The white shirts of the musicians were like sails in the churning storm, which pushed napkins, wrappers, and takeout menus
through the air. The trash caught on the composers’ busts. In the distance the facades of the old fairground buildings swayed
in the wind, their bricks nacreous with rain. Gray waves sloshed over the pool’s rim. The thunder’s symphonic bombast
drowned out the quartet, and higher up the hillside, lightning struck a hubristic church spire. This was a storm to please
even the most opium-addled romantic, and I took my cue, escorting Molly into the foliage of a stout oak. We were not the first
to discover this bower; the tree’s trunk was scarred with the initials of our predecessors. I could have carved
M + S
there but I had no implement, only my hands, pruny from the weather.
Molly was pressed against the bark, flushed and breathing hard from the run. Her eyes glowed, bright and alien. I reached
for her slick thighs and lifted her. She always felt light to me.
“Listen,” I said. “If I don’t tell you this now, I’ll never say it.”
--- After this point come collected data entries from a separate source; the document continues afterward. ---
PR #737, opened 2026-08-26
fix(transcription): complete post-merge follow-ups

### LINKED ISSUE #734: [Follow-up] Repair historical HE-AAC duration metadata on retranscription
## Follow-up

Follow-up to #608 and #607.

## Problem

For a meeting imported before #608, user-initiated **Enhance / Retranscribe** corrects transcript rows and timing but historically left `metadata.json.duration_seconds` at the old half-duration value.

## Product decision

Repair the metadata only as part of explicit retranscription. Do not scan, migrate, or target historical meetings automatically because existing metadata has no reliable HE-AAC discriminator.

## Acceptance criteria

- Retranscription overwrites existing `metadata.json.duration_seconds` with the just-decoded duration.
- Existing metadata fields remain intact; existing cleanup of `detected_summary_language` remains unchanged.
- A regression test seeds the pre-fix half duration and verifies the full duration after retranscription.
- Packaged-desktop QA retranscribes a historical HE-AAC import and verifies transcript timing plus `metadata.json` duration.

## Release-note copy

Fixed recovery for HE-AAC recordings imported before the duration fix. Open the affected meeting and choose **Enhance / Retranscribe** to regenerate the transcript and correct the meeting metadata duration.

### LINKED ISSUE #735: [Follow-up] Keep Local Whisper download status authoritative during discovery
## Follow-up

Follow-up to #639 and #637.

## Problem

During the early phase of a first Local Whisper model download, a recording-start preflight can rediscover models from disk before a model file exists. The UI then shows missing-model setup even though the native transfer is active.

## Acceptance criteria

- Native Whisper model discovery reports `Downloading` while the model name is present in the active-transfer registry, including absent, zero-byte, and partial files.
- Cached download progress is preserved when available; the initial status is `Downloading { progress: 0 }`.
- Once no transfer is active, existing disk classification remains in force (`Missing`, `Corrupted`, or `Available`).
- Invalid names and all download error, cancellation, and completion paths remove active-transfer membership.
- Packaged-desktop QA verifies home, sidebar-direct, and auto-start show download-in-progress during a first Local Whisper download, and return to model setup after cancellation or failure.

## Scope

No new frontend IPC command or UI state is required. The existing provider-aware readiness flow consumes the corrected native model status.

safvanatzack:
## Description

Completes the post-merge follow-ups from PRs #608 and #639.

- Corrects historical `metadata.json.duration_seconds` during an explicit retranscription, while preserving unrelated metadata.
- Keeps active Local Whisper downloads in `Downloading` state before a usable file exists, including zero-byte and partial downloads.
- Clears native active-download state on cancellation, failure, unsupported models, and success so users are offered setup again after a terminal failure.
- Adds Rust regressions and frontend readiness coverage for initial Whisper download state.

## Related Issues

Refs #734 and #735.

Related: #607, #608, #637, and #639.

## Testing

- [x] Targeted Rust regression tests
- [x] Frontend readiness tests
- [x] Production frontend build
- [ ] Packaged desktop matrix

## Release notes

The user-facing historical HE-AAC recovery note is tracked in #734.

### DIFF
--- a/frontend/src-tauri/src/audio/retranscription.rs
+++ b/frontend/src-tauri/src/audio/retranscription.rs
@@ -736,6 +736,7 @@ fn write_retranscription_metadata(
         let existing = std::fs::read_to_string(&metadata_path)?;
         let mut value: serde_json::Value = serde_json::from_str(&existing)?;
         if let Some(obj) = value.as_object_mut() {
+            obj.insert("duration_seconds".to_string(), serde_json::json!(duration_seconds));
             obj.insert("retranscribed_at".to_string(), serde_json::json!(now));
             obj.insert("status".to_string(), serde_json::json!("completed"));
             obj.insert("transcript_file".to_string(), serde_json::json!("transcripts.json"));
@@ -1012,5 +1013,41 @@ mod tests {
         // Non-audio formats
         assert!(!AUDIO_EXTENSIONS.contains(&"txt"));
         assert!(!AUDIO_EXTENSIONS.contains(&"pdf"));
+    }
+
+    #[test]
+    fn retranscription_metadata_replaces_stale_duration_without_losing_existing_fields() {
+        let dir = tempfile::tempdir().unwrap();
+        let metadata_path = dir.path().join("metadata.json");
+        std::fs::write(
+            &metadata_path,
+            serde_json::to_string_pretty(&serde_json::json!({
+                "meeting_id": "existing-meeting",
+                "duration_seconds": 2523.2,
+                "audio_file": "recording.m4a",
+                "summary_language": "fr",
+                "detected_summary_language": "en",
+                "custom_field": "preserve me"
+            }))
+            .unwrap(),
+        )
+        .unwrap();
+
+        write_retranscription_metadata(
+            dir.path(),
+            "ignored-for-existing-metadata",
+            5046.4,
+            "recording.m4a",
+        )
+        .unwrap();
+
+        let metadata: serde_json::Value =
+            serde_json::from_str(&std::fs::read_to_string(metadata_path).unwrap()).unwrap();
+        assert_eq!(metadata["duration_seconds"], 5046.4);
+        assert_eq!(metadata["meeting_id"], "existing-meeting");
+        assert_eq!(metadata["audio_file"], "recording.m4a");
+        assert_eq!(metadata["summary_language"], "fr");
+        assert_eq!(metadata["custom_field"], "preserve me");
+        assert!(metadata.get("detected_summary_language").is_none());
     }
 }
--- a/frontend/src-tauri/src/whisper_engine/commands.rs
+++ b/frontend/src-tauri/src/whisper_engine/commands.rs
@@ -1,4 +1,4 @@
-use crate::whisper_engine::{is_download_cancelled, ModelInfo, WhisperEngine};
+use crate::whisper_engine::{is_download_cancelled, CancelDownloadOutcome, ModelInfo, WhisperEngine};
 use std::sync::{Arc, Mutex};
 use std::path::PathBuf;
 use tauri::{command, Emitter, Manager, AppHandle, Runtime};
@@ -492,7 +492,7 @@ pub async fn whisper_download_model(
 }
 
 #[command]
-pub async fn whisper_cancel_download(model_name: String) -> Result<(), String> {
+pub async fn whisper_cancel_download(model_name: String) -> Result<CancelDownloadOutcome, String> {
     let engine = {
         let guard = WHISPER_ENGINE.lock().unwrap();
         guard.as_ref().cloned()
--- a/frontend/src-tauri/src/whisper_engine/commands.rs
+++ b/frontend/src-tauri/src/whisper_engine/commands.rs
@@ -1,4 +1,4 @@
-use crate::whisper_engine::{ModelInfo, WhisperEngine};
+use crate::whisper_engine::{is_download_cancelled, ModelInfo, WhisperEngine};
 use std::sync::{Arc, Mutex};
 use std::path::PathBuf;
 use tauri::{command, Emitter, Manager, AppHandle, Runtime};
@@ -463,6 +463,13 @@ pub async fn whisper_download_model(
                 ) {
                     log::error!("Failed to emit download complete event: {}", e);
                 }
+                Ok(())
+            }
+            Err(e) if is_download_cancelled(&e) => {
+                // Cancellation is handled by the existing cancel command/UI path. Do not
+                // emit a terminal event or reject the original request, which would
+                // otherwise overwrite that path's Missing state with an error.
+                log::info!("Download cancelled for {}", model_name);
                 Ok(())
             }
             Err(e) => {
--- a/frontend/src-tauri/src/whisper_engine/whisper_engine.rs
+++ b/frontend/src-tauri/src/whisper_engine/whisper_engine.rs
@@ -935,6 +935,32 @@ impl WhisperEngine {
 
         if result.is_ok() && !active_download.cancellation.is_cancelled() {
             result = self.validate_model_file(file_path).await;
+
+            if result.is_ok() {
+                let expected_min_size = WHISPER_MODEL_CATALOG
+                    .iter()
+                    .find(|model| model.0 == model_name)
+                    .map(|model| ((model.2 as f64 * 0.9) as u64) * 1024 * 1024);
+
+                result = match expected_min_size {
+                    Some(expected_min_size) => match fs::metadata(file_path).await {
+                        Ok(metadata) if metadata.len() >= expected_min_size => Ok(()),
+                        Ok(metadata) => Err(anyhow!(
+                            "Downloaded model file is too small: {} bytes (expected at least {} bytes)",
+                            metadata.len(),
+                            expected_min_size
+                        )),
+                        Err(e) => Err(anyhow!(
+                            "Failed to read downloaded model file metadata: {}",
+                            e
+                        )),
+                    },
+                    None => Err(anyhow!(
+                        "Unsupported model for download validation: {}",
+                        model_name
+                    )),
+                };
+            }
         }
 
         if result.is_err() && !active_download.cancellation.is_cancelled() && file_path.exists() {
@@ -1472,21 +1498,23 @@ mod tests {
     }
 
     #[tokio::test]
-    async fn downloaded_model_sends_user_agent_and_validates_header() {
+    async fn downloaded_model_sends_user_agent_and_rejects_undersized_valid_header() {
         let dir = tempfile::tempdir().unwrap();
         let engine = WhisperEngine::new_with_models_dir(Some(dir.path().to_path_buf())).unwrap();
         engine.discover_models().await.unwrap();
         let (url, request, server) = response_http_server(8, b"ggml\0\0\0\0").await;
 
-        engine.download_model_from_url("tiny", &url, None).await.unwrap();
+        let error = engine.download_model_from_url("tiny", &url, None).await.unwrap_err();
         let request = String::from_utf8(request.await.unwrap()).unwrap();
         server.await.unwrap();
 
+        assert!(error.to_string().contains("too small"));
         assert!(request.to_ascii_lowercase().contains(&format!(
             "user-agent: meetily/{}",
             env!("CARGO_PKG_VERSION")
         )));
         assert!(!engine.active_downloads.lock().await.contains_key("tiny"));
+        assert!(!dir.path().join("ggml-tiny.bin").exists());
         assert!(matches!(
             engine
                 .available_models
@@ -1495,7 +1523,7 @@ mod tests {
                 .get("tiny")
                 .expect("tiny should remain cached")
                 .status,
-            ModelStatus::Available
+            ModelStatus::Missing
         ));
     }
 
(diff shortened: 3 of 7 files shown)


safvanatzack:
Founded issue: cancel → retry loses download ownership: cancelling returns the model to retryable state before the prior worker is guaranteed stopped. A retry can reuse the same model state; the old worker can then clear the retry’s active marker, causing users to see setup/missing while the retry is still downloading.

sujithatzackriya:
## Review: ship after two small fixes

Did a deep pass on this one (correctness, dataflow, KPI, silent-failure, git history, over-engineering) and also cross-checked it against the parallel download-reliability work in Pro #514. Bottom line: **0 blockers, 3 should-fix, 5 worth-noting**, and every finding was reverified against the code. All six of the stated claims hold up.

Nice work on this:

- The cancellation rewrite is not over-engineered. The old flag + 100ms-sleep design could not interrupt a stalled transfer; the per-download `CancellationToken` + biased `select!` + awaited completion latch is the right primitive and matches how cancellation is already done elsewhere in the codebase. No new dependency (`tokio-util` was already there).
- `c756848` correctly closes the cancel-then-retry ownership race, and the net diff also fixes a pre-existing `active_downloads` leak on mid-stream chunk errors (the old `?` returned without cleaning the set). Good catch.
- The cancel UX is now honest: the new `is_download_cancelled` arm in `commands.rs` suppresses the spurious red error toast on a user cancel, and I verified it can only match a real user cancellation (typed `DownloadCancelled`, never a wrapped genuine failure), and that the cancel path genuinely resets state to `Missing`. That is correct, not a swallowed error.

### Should fix (P1)

**1. Progress bar renders `NaN%` on the nested wire shape.**
`ModelStatus::Downloading { progress: u8 }` has a plain derive, so it serializes nested as `{"Downloading":{"progress":N}}`, but the frontend types it flat and reads `model.status.Downloading` as a number (`WhisperModelManager.tsx:522-524`, rendered at `:693`). When the nested shape reaches the card (via `deleteModel`'s raw `setModels` and on initial load when the model is not in localStorage) the readout becomes `NaN%` / `[object Object]`. This is pre-existing, but the new discover "Downloading before a file exists" branch widens how often it happens. It self-heals in about 300ms once a progress event delivers a flat number.
Fix: make the read accept both shapes, for example `typeof s.Downloading === 'object' ? s.Downloading.progress : s.Downloading`, and widen the type in `whisper.ts`. A nested-only retype would break the common path, since the frontend also produces the flat shape internally.

**2. `discover_models` can regress a just-completed model to `Downloading{0}`.**
The worker sets `Available` (`whisper_engine.rs:1140-1142`) while the model is still in `active_downloads`. If `discover_models` runs before `finish_download` removes the key (`:936`), it rebuilds `Downloading{0}` and clears+rewrites `available_models` (`:262-264`), and the success path never re-asserts `Available`. A `load_model` in that window returns Err (`:342-343`). Narrow race, self-heals next poll.
Fix: re-assert the computed final status in `finish_download`'s success branch (one write).

**3. Download client sends no User-Agent.**
`Client::new()` at `whisper_engine.rs:1051` sends no UA, and all whisper models pull from huggingface.co, which returns 403 to blank-UA requests behind Cloudflare. This is pre-existing (base is the same), but since this PR rewrites this exact client it is a natural place to close it. Pro already solved this with a shared `download_http_client()` + `APP_USER_AGENT`. It is not silent (the 403 surfaces as a `model-download-error` toast), so this is a visible-but-opaque-cause first-run failure rather than data loss.
Fix: add `.user_agent(concat!("Meetily/", env!("CARGO_PKG_VERSION")))` on a `ClientBuilder`.

### Worth noting (P2)

- GGML magic-byte validation runs at `discover_models:219` but not on the fresh-download `Available` write, so there is a brief "success then corrupted" window. Cheap to close alongside fix 3.
- `cancel_download` could hang if the worker aborted or panicked before `send_replace`. Not reachable today (no panic sites in the worker, and the download is awaited inline), but a short safety comment would help.
- On a non-cancel download error the partial file and stale `Downloading` status linger until the next `discover_models` self-heals them to `Corrupted`. The error is surfaced; just an untested residue.
- The added frontend test asserts `{ Downloading: 0 }`, which the IPC boundary never actually emits; it passes only via the key-presence check, so the real nested shape stays untested. Ties to fix 1.
- Unrelated to this PR, but the old racy flag+sleep cancel pattern still lives in `parakeet_engine` and the summary `model_manager`. Worth a follow-up so the engines stay consistent.

### Optional cleanup
The two entry/in-loop `is_cancelled()` guards are redundant with the biased `select!`, and `finish_download`'s second map-removal block plus both `_ =>` owner-mismatch warn branches are unreachable (concurrent inserts are already refused while the key is present). Collapsing those is about 18 lines and does not change behavior.

Happy to approve once fixes 1 and 2 land (both are one-liners); fix 3 and the sibling-engine consistency can be a fast follow.

sujithatzackriya:
## Round 2: the fixes landed cleanly. One new deadlock to fix before merge.

Thanks for the fast, thorough turnaround on the round-1 comments. I re-reviewed the 3 new commits (`c756848` to `f7e3440`) deeply and verified each fix against the code. Every round-1 finding is genuinely resolved, and with the User-Agent and content-validation changes the whisper download path now matches the hardening we track elsewhere. Nice work.

One important caveat: the "sync model download state" commit introduced a lock-order deadlock that can wedge model management. It is a small, safe fix. Details and a ready-to-build task breakdown below.

### Round-1 findings: all resolved (verified)

| Finding | Status | Proof |
|---|---|---|
| P1-1 wire-shape `NaN%` | Fixed | nested `{Downloading:{progress}}` migration complete across all 10 whisper sites |
| P1-2 discover regresses to `Downloading{0}` | Fixed | worker no longer sets Available; `finish_download` re-asserts it |
| P1-3 no User-Agent | Fixed | `Client::builder().user_agent("Meetily/{version}")`, asserted on the wire |
| P2-1 GGML validate at download | Fixed | `validate_model_file` before Available; failure to Missing + delete |
| P2-2 cancel hang | Fixed | `cancel_download_with_timeout(5s)` |
| P2-3 asymmetric cleanup | Fixed | any error deletes the partial + sets Missing |
| P2-4 misleading test | Fixed | test asserts the real nested shape |

### New issues found this round

**P0 (merge blocker) - AB-BA lock-order deadlock.**
`discover_models` now acquires `active_downloads` then `available_models` (whisper_engine.rs:242-243). `finish_download`'s cancel branch acquires them in the opposite order: it holds the `available_models` write guard (`let mut models`, :1002, a Drop guard live to the end of the `if cancellation_won` block) and then acquires `active_downloads` at :1008. Both are tokio async locks, and `whisper_get_available_models`, `whisper_download_model`, `whisper_cancel_download` are independent command tasks, so a model-list refresh racing a user cancel can park both futures permanently. `discover_models` is a hot path (import, retranscription, transcription startup, UI), so the collision is reachable; recovery needs an app restart. This is also the only way the `active_downloads` entry can stay permanently reserved (the deadlocked task never signals completion). devtest did not have this (the old `discover_models` took `available_models` alone).
Fix: reorder the cancel branch so it takes `active_downloads` first (matching `discover_models`), i.e. `remove_file` then remove the `active_downloads` entry then set `available_models = Missing`, never holding `available_models` across the `active_downloads` lock. Add a concurrency regression test. Note: simply dropping the guard while keeping `available_models` first does NOT work - it re-opens P1-2.

**P2 - cancel-timeout leaves the card stuck "Downloading".**
On the 5s cleanup timeout, `cancel_download` returns Err, the command maps it to "Failed to cancel download", and the frontend cancel `catch` (WhisperModelManager.tsx:283-289) only toasts. It never clears `downloadingModels` or sets Missing, so the card stays wedged and the message is misleading (the token was cancelled). Reachability is narrow - the biased `select!` makes a normal cancel prompt, so the 5s path realistically only fires under the P0 above or pathological I/O - and it self-heals on a manual refresh. Fix: reconcile the card on cancel-error (refetch / clear state) and reword.

**P2 - Parakeet has the same `NaN%` class the whisper fix resolved (pre-existing).**
`parakeet_engine.rs:31` serializes the nested `{progress}` shape, but `parakeet.ts:20` types it flat and `ParakeetModelManager.tsx:449` reads `.Downloading` as a number, so the Parakeet card renders `NaN%` on the discover path (masked on the live event path). Out of this PR's scope, but a good fast-follow now that the whisper pattern is settled.

**P2 (low) - undersized-download floor is brittle-coupled to the catalog.**
The `size_mb * 0.9` floor is safe for all 12 current models (I checked live HuggingFace `Content-Length` - every model clears by at least ~11%). The residual risk is future drift: a model whose real file drops below 90% of its hand-maintained catalog MB would become permanently un-installable (reject, delete, Missing, re-reject). Cheap hardening: add an exact `downloaded == total_size` truncation check when `Content-Length` is present, and keep the catalog floor only as the fallback when the length is absent (never reject on unknown length).

**Verified non-issues (so nobody re-chases them):** `Corrupted` is not dead code (`discover_models:206/215` still emits it for pre-existing bad files on disk); the `Corrupted -> Missing` change on a failed download is a net UX improvement (Error card + Retry; whisper downloads are not resumable); and the undersized check does not brick any current model.

### Suggested fix plan (each row = one PR)

| Task | Pri | Closes | What | Files | Depends |
|---|---|---|---|---|---|
| **T1** | P0 | deadlock | Unify download lock order (reorder cancel branch) + AB-BA regression test. Owns the canonical invariant (`active_downloads` before `available_models`). | `whisper_engine.rs` (cancel branch + tests) | none - MERGE FIRST |
| **T2** | P1 | cleanup | Collapse the finalize state machine (~-33 lines of dead/duplicated guards), gated by T1's test | `whisper_engine.rs` (disjoint dead regions) | T1 |
| **T3** | P2 | cancel UX | Reconcile the whisper card on cancel-timeout + reword the misleading toast | `WhisperModelManager.tsx` | after T1 (independent) |
| **T4** | P2 | parakeet | Parakeet nested wire-shape migration (mirror of the whisper P1-1 fix) | `parakeet.ts`, `ParakeetModelManager.tsx` | after T1 (independent) |
| **T5** | P2 | download integrity | Exact truncation check when `Content-Length` is present; catalog floor as fallback (never reject on absent length) | `whisper_engine.rs` (loop + size floor) | T2 |
| **T6** | - | cleanup | Decision: warn-only `remove_file` cleanup = keep as-is (self-heals on next discover); a clarifying comment can ride T2 | none (no PR) | - |

**Merge order:** `T1 -> T2 -> T5`; T3 and T4 can merge independently any time after T1. T2 must not land before T1 (shipping the cleanup without the reorder could re-ship the deadlock with no test to catch it).

Only T1 blocks merge; happy to approve once it lands with its regression test. The rest are good fast-follows.

safvanatzack:
## Follow-up — scoped Whisper fixes pushed

| Review item | Status | Resolution / rationale |
|---|---|---|
| **P0: AB-BA lock-order deadlock** | **Resolved** | Cancellation finalization now acquires `active_downloads` before `available_models`, preserves matching ownership through the `Missing` transition, then releases it. Added a deterministic cancellation-vs-discovery regression test. |
| **P2: cancel timeout leaves card stuck `Downloading`** | **Resolved** | Timeout now returns `pending`. The UI shows `Cancelling…`, retains reservation and disables retry, then polls backend discovery once per second until cleanup reaches a terminal state. |
| **Late cancel after successful completion** | **Resolved** | The UI reconciles backend state before changing local status, so a model that completed immediately before Cancel remains `Available` rather than being reset to `Missing`. |
| **P2: Parakeet nested progress / `NaN%`** | **Deferred — out of scope** | This is pre-existing Parakeet behavior. This PR is intentionally limited to Whisper cancellation/finalization; no Parakeet files were changed. |
| **P2: catalog-size floor coupled to future model metadata** | **Deferred — separate hardening** | The current catalog floor is valid for existing models and remains the intentional plausibility policy. Content-Length/exact truncation policy changes need separate scope and tests. |
| **T2: finalize-state-machine cleanup** | **Deferred — avoid refactor** | Not required for the deadlock or timeout correctness fixes. Kept this merge-blocker follow-up behaviorally narrow. |

### Verification

| Check | Result |
|---|---|
| Focused Whisper suite | **13 passed, 0 failed** |
| Scoped TypeScript check | **Passed** |
| `git diff --check` | **Passed** |

The P0 blocker and scoped cancellation-timeout issue are addressed. Remaining items are intentional fast-follows.

sujithatzackriya:
Re-reviewed `eeb4566` deeply (backend concurrency, the new frontend reconcile loop, over-engineering) and verified the lock ordering by hand.

- **P0 AB-BA deadlock: confirmed fixed.** The cancel branch now takes `active_downloads` before `available_models`, matching `discover_models`; those are the only two co-hold sites and both use the same canonical order, so the cycle is gone. The double active-lock is sequential (no self-deadlock), there is no `Downloading{0}` flash, and the `#[cfg(test)]` Notify-barrier interleave test is a real regression guard that fails on any re-inversion and compiles out of release.
- **Cancel-timeout: resolved.** The `CancelDownloadOutcome` contract lines up across Rust/TS, only the whisper manager consumes it, and reconcile-instead-of-force-Missing also closed the late-cancel-after-completion race.
- **All prior fixes preserved**, delta is lean.

One low-reachability residual (the reconcile poll has no ceiling, so a truly wedged worker could stick the card on "Cancelling...") is a good hardening follow-up but not a blocker; the biased `select!` interrupts hung reads and finalize does only fast local I/O, so it is near-unreachable in practice.

The deferred Parakeet nested-progress `NaN%` item is now tracked as a standalone follow-up: #742.

Blocker cleared. Merging.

“You can say whatever you want.” She smiled. “It’s just you and me here.”
Her red hair blazed against the dark green leaves.
“When you were gone,” I said, “I was like a tourist in a strange city. No map, no itinerary, no landmarks. I was a guy with
a camera around his neck strolling around in bad shorts.”
She looked at me affectionately from the heights, like a teacher amused by an improbable excuse. “And I’m your map?” she asked.
“You’ll fold me in your pocket?”
“No,” I said. “You’re my reason.”
“Well we wouldn’t want you to go
mad
,” she said before I stopped her short with a kiss, my lips coming away wet. I held her there against the crude and malapropic
slogans of eternal love and asked my question. Could she feel them, the shape of the names, the curved humps of a heart, digging
into her back? I wanted my words to be as tactile as those inscriptions. Water dripped from the leaves or her eyes.
“And if I say yes you’ll let me down,” she said.
“Probably.” I laughed.
She descended, her lips brushing my ear as she whispered, and when I heard the sound I’d dreamed her saying, the one syllable
with its sibilant end, I collapsed in bliss, landing in the mud beneath my shrieking fiancée. The happiest moment of my life
took place in a puddle. I hadn’t even brought a ring, but in Molly’s presence I felt forgiven. She could make me forget myself
and where I was; she brought me my only feelings of ecstasy. Looking at her, I was no more aware of my murky bed than the
background through the canopy: the distant facades, the pavilion, and the vacant stage.